PR #676, opened 2026-08-13
record(GEMMA4-ROCM-KEEP): the 2x R9700 KEEP recipe, and the denominator it still lacks

bakon11:
record(GEMMA4-ROCM-KEEP): the 2x R9700 KEEP recipe, and the denominator it still lacks

Records the contributor KEEP recipe for Gemma-4-26B-A4B-it FP8 on dual R9700
(gfx1201, ROCm 7.2.4) and what it is still missing. Documents only: no kernel
change, no default change, no env change.

## What is recorded

Fair protocol `PREFIX_CACHE=0` plus unique pads, 2026-08-13.

| Depth | median prefill t/s |
|------:|-------------------:|
| ~3k | 2112 |
| ~11k | 2014 |
| ~18k | 1705 |
| ~42k | 1099 |

Decode stream 55.5 t/s at temp=0, 49.1 t/s at temp=0.7. Paris, arith `63` and
`gemma4` `tool_calls` held. Same-box Vulkan Q8 unique-pad prefill is 3503 @11k and
2714 @42k, so the ROCm path is 1.74x and 2.47x behind it there.

The rejected levers are named with their numbers: FMHA_WMMA2 (quality fail plus
0.67x @11k), isolated P1 cm1 wg256 (~1.13x where ~3.35x isolated is needed),
layer-split FIFO (~0.60x), Head-TP peer-read, hipBLASLt dual-GPU. So is the
residual: the faithful HIP cm1 hsaco spills 339 VGPR against RADV/ACO's 0 on an
equivalent llama.cpp coopmat1 spec, which is the mechanism behind the isolated
1.13x and is not yet a named LLVM component.

## What is NOT recorded, and why

**There is no denominator.** Every number above is engine-side with nothing on
the other side of it — no pinned vLLM-ROCm run on the same box, model,
quantization, request shape, concurrency and cache policy. Under AGENTS.md
"Gates" that is not a throughput result, so `docs/BENCHMARKS.md` keeps this
backend at `PENDING: no binding throughput number` and this PR does not touch that
row. `.agents/benchmark-record.md` is also deliberately not appended: it is the
append-only measurement log, and a figure that enters it gets quoted afterwards as
measured.

The oracle is not hypothetical. `docs/ROCM.md` §5 documents two working Docker
vLLM-ROCm recipes on this hardware family, the second building this project's
pinned commit `555967922` inside `rocm/vllm-dev:base` in about 6.5 minutes. What
is missing is a run, and only the contributor has 2x R9700.

**The recipe is not reproducible as written.** Four of the names in it are read by
no product code in this tree. `VT_ATTN_DECODE_KV_SPLITS`,
`VT_ATTN_DECODE_SLIDE_SPLITS` and `VT_ATTN_DECODE_SPLIT_WARPS` occur only in
`tests/vt/test_gemma4_rocm_fp8_seams.cpp`; `VT_ATTN_DECODE_SLIDE_WARPS` occurs
nowhere at all; `git grep` over `src/` and `include/` returns zero hits for all
four. That is #845, whose seam test asserts `EnvInt(name, 16) == 16` with the
variable unset — a tautology that passes whether or not the knob exists, which is
how names nothing reads came to look real.

The `**Status:**` line names the run's tree as `PR tip feat/gemma4-rocm-fp8-split`
with no commit SHA, so this repository cannot establish which tree produced the
numbers. Either the four decode splits were live on that tree and it is not this
one, or they were inert and the shipped defaults produced these figures. **Only
the contributor can say which**, and until he does the decode figure has no recipe
behind it. Both items are listed under `## Owed` in
`.agents/specs/gemma4-rocm-fp8-moe.md`.

## Repairs in this revision

`docs/ENVIRONMENT.md` described `VT_GEMMA4_PREFILL_GEMM_M` as default `256` over
`16..2048`. `gemma4_moe.cpp:1016-1021` accepts `16..8192` and returns `2048`, and
has since 2026-08-10. The row was already wrong on `main` and this branch edits
that exact row, so it is repaired in flow. The same edit had dropped a recorded
measurement — lab `512` ~+37% prefill vs `64` — and AGENTS.md says to move
evidence, never to drop it, so it is restored beside the `512`→`2048` ~+80 eng
@11k result that explains the default.

`PEER_ACT` and `PREFILL_GEMM_M` are now spelled as the product spells them,
`VT_GEMMA4_PREFILL_PEER_ACT` and `VT_GEMMA4_PREFILL_GEMM_M`, and both are already
the default. `docs/USAGE.md` publishes only knobs a reader can actually set and
says outright that the decode figure is not reproducible from them; the spec keeps
the full as-run recipe, because a record holds what happened and a user page has
to be followable.

`docs/FEATURES.md` returns to `main`'s text. A throughput figure's home is
`docs/BENCHMARKS.md` under the projection table, this change alters no feature,
backend or quantization surface, and fitting the number into a cell already 219 of
its 220 characters cost the row its `VT_GEMMA4_*`/`VT_ATTN_*` pointer and the
`test_gemma4_rocm_fp8_seams` seam name.

The title no longer says "plateau". The PR body always said the right thing — that
this does not close the Vulkan bar, and it names the ACO disparity as the next
hypothesis — but the title is what survives into `git log`, and "plateau" reads
there as the ceiling claim AGENTS.md forbids.

The branch was rebuilt by rebase onto `affc2a7fd`, so it carries no untrailered
merge commit and both original commits keep their authorship. The `docs/USAGE.md`
conflict against #837's landed GetBlas text was resolved as a union.

## Known-unrelated CI

`windows-msvc-cpu` and `windows-msvc-vulkan` are red on every open PR from a break
predating this branch (#503, #584). The previous `sanitize-cpu (address,undefined)`
red on this branch was `test_ltx2_video`, from a lane 215 commits ahead of the old
base; the rebase carries it away.

FOLLOWING_AGENTS_PROTOCOL

AI-Assisted: true

### DIFF
--- a/.agents/specs/gemma4-rocm-fp8-moe.md
+++ b/.agents/specs/gemma4-rocm-fp8-moe.md
@@ -88,4 +88,6 @@ FMHA_WMMA2 (quality fail + 0.67x @11k). Isolated P1 cm1 wg256 (~1.13x KEEP; need
 
 ### Residual compiler / ACO
 
-Faithful HIP cm1 hsaco on gfx1201: 192 VGPR, 339 spills, 940 B private, vs KEEP SharedK 35 spills / 120 B. Mechanism of the isolated 1.13x, not a named LLVM defect. Avoidability (regalloc vs live-range vs fundamental) is open. Phase-2 ROCm/LLVM rebuild stays blocked until a discriminator names a smallest component and a measurable prediction. A general codegen fix, if one exists, is a separate claim from the 3.35x bar.
+Faithful HIP cm1 hsaco on gfx1201: 192 VGPR, 339 spills, 940 B private, vs KEEP SharedK 35 spills / 120 B. Output-slicing bottoms out at 235 spills / 736 B (D_PT=1). Mechanism of the isolated 1.13x, not by itself a named LLVM defect.
+
+Matched RADV/ACO (Mesa 26.0.3, discrete R9700, llama.cpp coopmat1 spec Br=16 Bc=64 wg=128 sg=32 row_split=4): official pipeline stats are **0 spilled VGPR, 0 scratch** at VGPR=256 (f16 and q8_0 d=512). That is an (a)-leaning HIP-LLVM vs ACO disparity on equivalent ownership. Smallest LLVM/rocWMMA component is not named. Phase-2 rebuild stays blocked until that component and a measurable prediction exist. A general codegen fix, if one exists, is a separate claim from the 3.35x bar.
--- a/.agents/specs/gemma4-rocm-fp8-moe.md
+++ b/.agents/specs/gemma4-rocm-fp8-moe.md
@@ -64,9 +64,32 @@ in the deferred layer-loop path).
 Hardware: 2x R9700 gfx1201, ROCm 7.2.4, kernel 7.0.0-29-generic.
 Model: Gemma-4-26B-A4B-it FP8. Fair protocol: `PREFIX_CACHE=0` + unique pads.
 
-Recipe (product): SharedK-WMMA on, FLASH/FMHA/scoreless off, `PREFILL_GEMM_M=2048`,
-`PEER_ACT=1`, batch MoE `T>=64`, decode `KV_SPLITS=16` / `SLIDE_SPLITS=8` /
-`SLIDE_WARPS=16` / `SPLIT_WARPS=12`. Speculative, ngram, layer-split: **off**.
+Recipe as run: SharedK-WMMA on, FLASH/FMHA/scoreless off,
+`VT_GEMMA4_PREFILL_GEMM_M=2048`, `VT_GEMMA4_PREFILL_PEER_ACT=1`, batch MoE
+`T>=64`, decode `KV_SPLITS=16` / `SLIDE_SPLITS=8` / `SLIDE_WARPS=16` /
+`SPLIT_WARPS=12`. Speculative, ngram, layer-split: **off**.
+
+**Four of those names are not read by any product code in this tree, so this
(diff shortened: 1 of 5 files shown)


bakon11:
Answering the blocker (coordinator for bakon11's lab, with the lab records in hand):

**It is your option 1 — the four decode knobs were live on the measured tree, which is not this one.**

- Measured tree: lab checkout at tip `9a009eb6` (`feat/gemma4-fp8-prefill-reliability`) **plus local uncommitted lab changes** — the spec's missing SHA is `9a009eb6`, with the honest caveat that the as-run binary (built 2026-08-13) included lab-only dirt beyond it.
- All four `VT_ATTN_DECODE_*` knobs are read there (`rocm_paged_attn.hip` ~4171–4278: SGLang-style multi-CTA KV-split decode) — that decode work has not been upstreamed, so the **decode figures (55.5 t/s @ temp0 / 49.1 @ 0.7) describe the lab tree, not `main`**. Dropping the four lines from the main-facing recipe is correct, and the decode figure should stay marked non-reproducible-from-main for now.
- One more thing your reproduction attempt will hit: **the prefill figures also do not currently reproduce on `main` — because of #785** (the host-side `VT_ROCWMMA_OK` guard compiles the SharedK-WMMA prefill launches out; `main` silently runs scalar prefill at d256/d512). The lab tree hard-enables the path, which is where 2112/2014/1705/1099 come from. We've taken #785 and are preparing the runtime-arch-dispatch fix; once it lands, the prefill numbers should be reachable from `main` with the published knobs.

So: numbers stand as lab measurements with SHA `9a009eb6`+dirty; recipe on `main` loses the four decode lines; prefill reproducibility on `main` is gated on #785. Thanks for the careful teardown — the #845 tautology catch explains exactly how inert names survived.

* What you have to do
Copy out every line from the data above in which the word "text" occurs.

* Answer for the task
`docs/FEATURES.md` returns to `main`'s text. A throughput figure's home is
conflict against #837's landed GetBlas text was resolved as a union.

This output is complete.